Iscove obviously wants teens to go gaga for this film. If he didn't, he wouldn't have loaded it with an array of fresh faces that you'd usually find in an issue of Tiger Beat.
Oscar winner and possible teen-flick mainstay Anna Paquin plays Siler's cosmetic-consulting sister. Kieran Culkin, the younger, stable brother of you-know-who, plays Laney's eccentric brother. Nash Bridges cutie Jodi Lyn O'Keefe is Siler's typically vain girlfriend. She dumps Siler for Scream's Matthew Lillard, who gives the movie a few howls as a self-absorbed MTV veejay. X-rated rap star Lil' Kim and teen R&B heartthrob Usher Raymond show up just to give the film street credibility. (Don't be deceived by the TV ads -- they both have about as much screen time as the Miramax logo that flashes at the beginning.)
Despite its often sarcastic tone and indie-studio credit, you keep expecting She's All That to be more than what it essentially is: another bandwagon-jumping teen knockoff.
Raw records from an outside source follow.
PR #178, opened 2016-12-08
Decompose runner.Runner

dbentley:
runner.Runner was unwieldy and hard to implement/understand/use. Break it down.

This implements the API from https://github.com/scootdev/scoot/pull/167 (and fixes all references to new names)

Names that could be better:
  Statuses
  ServiceFacade


config/scootconfig/modules.go
```diff
@@ -129,7 +129,7 @@ func (c *WorkersThriftConfig) Create(
 		di := dialer.NewSimpleDialer(tf, pf)
 		cl, _ := client.NewSimpleClient(di, string(node.Id()))
 		q := runners.NewPollingService(cl, cl, cl, pollingPeriod)
-		return workers.NewServiceWorker(q, timeout, defaultOverhead)
+		return workers.NewServiceWorker(q, taskTimeout, defaultOverhead)
```
jasonbs10: Not necessarily the PR for it, but: what is the right place to clarify that a task has to reach a PREPARING/RUNNING state before taskTimeout is started? When we use timeout in smoketest, iirc, we expect a task to be canceled regardless of queued status. Should we add a way to specify when timeout starts ticking?

runner/runners/statuses.go
```diff
@@ -0,0 +1,169 @@
...
+
+// NewRun creates a new RunID in state Preparing
+func (s *Statuses) NewRun() (runner.RunStatus, error) {
+	s.mu.Lock()
+	defer s.mu.Unlock()
+
+	id := runner.RunID(strconv.FormatInt(s.nextRunID, 10))
+	s.nextRunID++
+
+	st := runner.RunStatus{
```
jasonbs10: Reminder, if PR-176 is accepted in its current state, we will need to initialize StdoutRef/StderrRef here.

runner/runners/facade.go
```diff
@@ -0,0 +1,13 @@
+package runners
+
+import (
+	"github.com/scootdev/scoot/runner"
+)
+
+// ServiceFacade makes a Service from component parts.
```
dgassaway: Why not just RunnerService? Facade implies testing usage to me (as does file name)

runner/runners/facade.go
```diff
@@ -0,0 +1,13 @@
+package runners
```
dgassaway: Can we put a brief comment header on all of the runner/runners/*.go implementation and other files

runner/README.md
```diff
@@ -1,11 +1,57 @@
...
+## Statuses interfaces (runner/statuses.go) ##
+There are several interfaces having to do with reading/writing RunStatus'es.
+
+StatusWriter for writing Statuses.
+
+There are more reader interfaces:
+* StatusReader includes all the ones below
+* LegacyStatusReader offers legacy APIs
+* StatusQuerier offers Query, which allows waiting for some period of time
+* StatusQuerierNow offers QueryNow which is the same as Query, but does not allow waiting
```
dgassaway: Update readme interface names (e.g. StatusQuerierNow vs StatusQueryNower)

runner/README.md
```diff
@@ -1,11 +1,57 @@
...
+* tenancy (run one at a time? Or multiple? Fixed, or based on system utilization?)
+* queueing (should we accept work we can't start right now)
 
-There will be an Execer that calls os/exec to exec.
\ No newline at end of file
+When a Controller wants to start a Run of a Command, it will use an Invoker.
+
+For now we have one implementation, QueueController
+
+## Statuses interfaces (runner/statuses.go) ##
```
dgassaway: Suggestions - StatusManager, StatusReaderWriter

runner/README.md
```diff
@@ -1,11 +1,57 @@
...
+There are several interfaces having to do with reading/writing RunStatus'es.
+
+StatusWriter for writing Statuses.
+
+There are more reader interfaces:
+* StatusReader includes all the ones below
+* LegacyStatusReader offers legacy APIs
```
dgassaway: Somewhat off topic, but I think we should be very aggressive in deleting all vestigial traces of legacy APIs quickly. Cleaning this out will never be easier than it is now.  I don't remember exactly what this is supporting - closed source binaries?

config/scootconfig/modules.go
dbentley: Ugh, yeah, we should figure that out. Added a TODO in runner.go

runner/runners/statuses.go
dbentley: Commented in task_runner.go that we need to reenable this.

(As discussed with Jason off-line, turning this off for now to make this PR easier to land)

runner/runners/facade.go
dbentley: Added a bunch of comments at the top of files whose purpose is non-obvious; wdyt?

runner/runners/facade.go
dbentley: Renamed to Service.

runner/README.md
dbentley: Renamed Statuses to StatusManager

runner/README.md
dbentley: Our Thrift API is still in terms of all Statuses and Erase'ing. Added a comment to worker.thrift.

runner/README.md
dbentley: Done.

runner/runners/facade.go
dgassaway: Lgtm.  Last thing mv facade.go service.go?

dbentley: Had already done, but had forgotten to push. Now pushed.

PR #179, opened 2016-12-19
[Scheduler] saga recovery

CaitieM20:
Adding Saga Recovery to the Scheduler, if recovery is configured then active/in-progress jobs  will be recovered from the SagaLog and rescheduled.  Currently the scheduler blocks until all jobs can be recovered.  

Currently recovery is turned off for the deployable binary which uses NewStatefulSchedulerFromCluster(...) to create the scheduler.  A follow up code review will enable recovery and make this a configurable parameter.  

This change is a bit large so I added a detailed breakdown of what was added in each file.  The bulk of the code is in recover_jobs.go.

Metrics will also be added in the next pass.

sagacoordinator.go 
* fix sagaCoord bug, if the Saga doesn't exist return nil.  Added test case

definitions.go 
* Added Serialize and DeserializeJob methods to sched definitions.go for convenience
* added property based tests to validate

job_state.go 
  * converted scheduler.jobState to have a pointer to Job, less copying data and more consistent use of object
* newJobState no longer assumes that the job is brand new.  Now has logic to recover state of completed task state from the associated saga.
* additional test cases to verify

recover_jobs.go 
* contains the recovery logic for sagas at startup.  RecoverJobs queries for active sagas, and then recovers them in parallel.  
* If failures occur and are retry-able exponential backoff is used between requests to avoid slamming the SagaLog with requests.  
* lots of test cases

stateful_scheduler.go 
* Make recovering jobs configurable via constructor parameter.
* On startup initiate recovery and block until all jobs are recovered. 
* Added serialized job to StartSaga Message at Job  creation time


sched/scheduler/recover_jobs.go
```diff
@@ -0,0 +1,131 @@
...
+	// TODO: limit max parallel requests to RecoverSagaState?
+	for _, sagaId := range activeSagas {
+
+		go func(sagaId string) {
+			defer wg.Done()
+			activeSaga := recoverSaga(sc, sagaId)
+			if activeSaga != nil {
+				job, err := sched.DeserializeJob(activeSaga.GetState().Job())
+				if err != nil {
+					// TODO: Increment counter? A breaking change was made
```
jasonbs10: This might be a panic for now, or an expanded TODO. We can't drop this job until we have a mechanism to inform clients that their active job will never be restarted.

sched/scheduler/stateful_scheduler.go
```diff
@@ -71,6 +75,7 @@ func NewStatefulScheduler(
 	config SchedulerConfig,
 	stat stats.StatsReceiver,
 	debugMode bool,
+	recoverJobs bool,
```
jasonbs10: nit: I'd prefer not to shadow function names with variable names.

sched/scheduler/recover_jobs.go
CaitieM20: I dont want it to panic because it'll crash the server, and negatively impact everyone if only one job gets messed up.

It also won't get removed from the log, so it'll get retried at next server start up.  Ideally this should fire some kind of critical alert, because it'll require manual intervention.

sched/scheduler/stateful_scheduler.go
CaitieM20: changed to recoverJobsOnStartup

PR #182, opened 2016-12-21
scootapi/setup: improve waiting and killing

dbentley:
Problem: if you start a command with Cmds, and it then starts another command, Cmds.Kill() will not kill it. This is especially problematic if the command it starts is a server that binds to a port.

Solution: Cmds.Kill now sends the signal to the entire process group. It also starts processes in a new process group.

(We weren't hitting this in open source, but were internally, where our saga log implementation is a server on a port)


dbentley:
I noticed that some (internal) commands weren't nicely dying, because they were spawning processes. This switches us to sending signals to process groups instead of processes.

dbentley:
Ugh, nope, this won't work with this approach. NM.

jasonbs10:
Can you remind me how user commands like 'smoketest' exit cleanly? I can't seem to find any killing of the 'setup' stuff after a clean cmd exit...

What was broken about this?

dbentley:
Updated the PR description; how's that?

scootapi/setup/cmds.go
```diff
@@ -44,26 +48,70 @@ func NewSignalHandlingCmds(tmp *temp.TempDir) *Cmds {
...
+	}
+	c.mu.Lock()
+
+	if len(c.watching) == 0 {
+		return
+	}
+
+	time.Sleep(10 * time.Second)
+
+	// First, send SIGINT to each
```
dgassaway: comment - SIGKILL

scootapi/setup/cmds.go
```diff
@@ -44,26 +48,70 @@ func NewSignalHandlingCmds(tmp *temp.TempDir) *Cmds {
...
+	case <-time.After(5 * time.Second):
+		log.Printf("Still waiting; killing all")
+	}
+	c.mu.Lock()
+
+	if len(c.watching) == 0 {
+		return
+	}
+
+	time.Sleep(10 * time.Second)
```
dgassaway: Shouldn't need to sleep here again? Or change time.After() in select above to reflect actual patience?

dbentley: Thx; fixed.

PR #183, opened 2016-12-27
Caitie/recovery config

CaitieM20:
Make RecoverJobsOnStartup and Debug Mode configurable.


binaries/scheduler/config/local.local
```diff
@@ -10,7 +10,9 @@
   },
   "SchedulerConfig": {
     "Type": "stateful",
-    "MaxRetriesPerTask" : 2
+    "MaxRetriesPerTask" : 2,
+    "DebugMode" : false,
+    "RecoverJobsOnStartup" : false
```
JeanetteBruno: can you put a comma at the end of this line? - then when we add a new configuration, we won't have to add a comma to the existing one.

binaries/scheduler/config/local.memory
```diff
@@ -5,7 +5,9 @@
   },
   "SchedulerConfig": {
     "Type": "stateful",
-    "MaxRetriesPerTask" : 2
+    "MaxRetriesPerTask" : 2,
+    "DebugMode" : false,
+    "RecoverJobsOnStartup" : false
```
JeanetteBruno: comma at end of line (see prior comment)

sched/scheduler/stateful_scheduler.go
```diff
@@ -92,11 +105,11 @@ func NewStatefulScheduler(
 
 	// TODO: we need to allow the scheduler to accept new jobs
 	// while recovering old ones.
-	if recoverJobsOnStartup {
+	if config.RecoverJobsOnStartup {
 		sched.startUp()
 	}
 
-	if !debugMode {
+	if !config.DebugMode {
```
JeanetteBruno: exposing a debug mode flag in the config for automated (non-user interactive) testing seems a bit off to me....  if we need automated testing to have control over the progress of the scheduler loop couldn't we have injected instrumented workers where the test control's when a worker 'finishes'.  That way we don't have to put the sched.loop() in an 'if !debug mode {}' clause (change the code behavior for debug vs non-debug).... if we plan to expose the debug feature to the user then step() needs to be Step(), Step() should be in the API and the ScheduleJob() request would have the debug flag passed in on the request.

CaitieM20: So the idea of having it in config, is we can debug real scheduler instances in prod.  We just need to implement an api, that advances the loop.  This way if we run into some nasty bug in production, we can start it up in Debug mode and Advance one step at a time to figure out what's happening.  [DX-1645](https://jira.twitter.biz/browse/DX-1645) tracks this work

CaitieM20: Debug mode needs to be implemented for the whole Scheduler and not just per job, because it controls the execution of the Scheduler's inner loop.  The only difference is if this advances automatically or if we do it manually for debugging

binaries/scheduler/config/local.memory
CaitieM20: The JSON parser actually throws an error if there is a comma on the last element

"Error Parsing Config File local.local, with Error Couldn't parse top-level config: invalid character '}' looking for beginning of object key string"

binaries/scheduler/config/local.local
CaitieM20: causes the JSON parser to throw an error

sched/scheduler/stateful_scheduler.go
jasonbs10: This seems like it will be hard to use efficiently in practice. I'm not sure this is useful in production without a mechanism to specify which jobs are to be manually advanced, or a way to block jobs that are spam wrt debugging. So I would say this is fine but incomplete.

dgassaway: I can see how this review works on its own, but not sure how it fits into the context of DX-1645 - if API can/will toggle scheduler debug mode, why have it in config?  Just more flexibility to bring it up in debug mode from the start?

CaitieM20: in case you want to bring scheduler up in Debug mode, otherwise you'd have this weird race.  of bringing it up and then having to send an API command.

CaitieM20: It really doesn't make any progress on DX-1645 other than letting us specify via config, instead of changing code.  

The goal for this review was to make adding config a non breaking and easier change you just add more variables to the config object.

PR #184, opened 2016-12-28
workerapi: offer QueryNow in worker thrift

dbentley:
Expands the Worker Thrift API to also offer the QueryNow functionality from runner.Service.

### DIFF
--- a/workerapi/api_test.go
+++ b/workerapi/api_test.go
@@ -15,13 +15,25 @@ var zero = int32(0)
 var nonzero = int32(12345)
 var emptystr = ""
 var nonemptystr = "abcdef"
+var fortyEight = int64(48)
+var trueVar = true
 
 var cmdFromThrift = func(x interface{}) interface{} { return ThriftRunCommandToDomain(x.(*worker.RunCommand)) }
 var cmdToThrift = func(x interface{}) interface{} { return DomainRunCommandToThrift(x.(*runner.Command)) }
 var rsFromThrift = func(x interface{}) interface{} { return ThriftRunStatusToDomain(x.(*worker.RunStatus)) }
 var rsToThrift = func(x interface{}) interface{} { return DomainRunStatusToThrift(x.(runner.RunStatus)) }
+var rssFromThrift = func(x interface{}) interface{} {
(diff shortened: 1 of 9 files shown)


JeanetteBruno:
What is the design for the worker maintaining a history of task requests and their states?  Don't we have the saga implementation for this information.... I thought the worker api is synchronous, so it only has one active request at a time.  (I think I'm missing something.)

dbentley:
1) The worker will maintain history only as long as it's alive, with the in-memory statuses impl before.
2) Yes, this information wants to be in the saga log. The worker thrift API is just to get the data from the worker to the scheduler.
3) The API is not synchronous. Thrift doesn't like RPC's that last the 40 minutes running on the worker can take.
4) Currently, yes, we only run one at a time, but there's no fundamental reason we couldn't be running multiple runs on one worker at a time.

workerapi/api_test.go
```diff
@@ -137,6 +149,47 @@ var tests = []struct {
...
+		},
+		[]runner.RunStatus{
+			runner.RunStatus{RunID: "a", State: runner.COMPLETE,
+				StdoutRef: "", StderrRef: "", ExitCode: 0, Error: ""},
+			runner.RunStatus{RunID: "b", State: runner.COMPLETE,
+				StdoutRef: "", StderrRef: "", ExitCode: 0, Error: ""},
+		},
+	},
+
+	// RunQuery
```
dgassaway: Looks like thrift struct RunsQuery fields are all optional - worth adding a test case with empty struct to make sure that works as intended (does nothing?)

workerapi/client/client.go
```diff
@@ -134,12 +133,19 @@ func (c *simpleClient) StatusAll() ([]runner.RunStatus, error) {
 	return st.Runs, nil
 }
 
+// Implements Scoot Worker API
 func (c *simpleClient) QueryNow(q runner.Query) ([]runner.RunStatus, error) {
```
JeanetteBruno: While we are in here, can we change the name to be consistent with our other run status retrieval apis (right now we have Status, StatusAll and QueryNow).... can we change QueryNow to FilteredStatus (or something with the word Status in it)

dgassaway:
@dbentley I think this was superseded a while back?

Cynical yet familiar, the movie serves no purpose except to give the young folks another hopeful love story where the ugly duckling transforms into the elegant swan. It is too bad the film is not clever like Rushmore, the upcoming nerd-triumphs-over-all comedy. But, when it comes to a film that's got the lingo label She's All That, you shouldn't ask for much.
She's All That.
Directed by Robert Iscove. With Freddie Prinze Jr., Anna Paquin, Kieran Culkin and Jodi Lyn O'Keefe.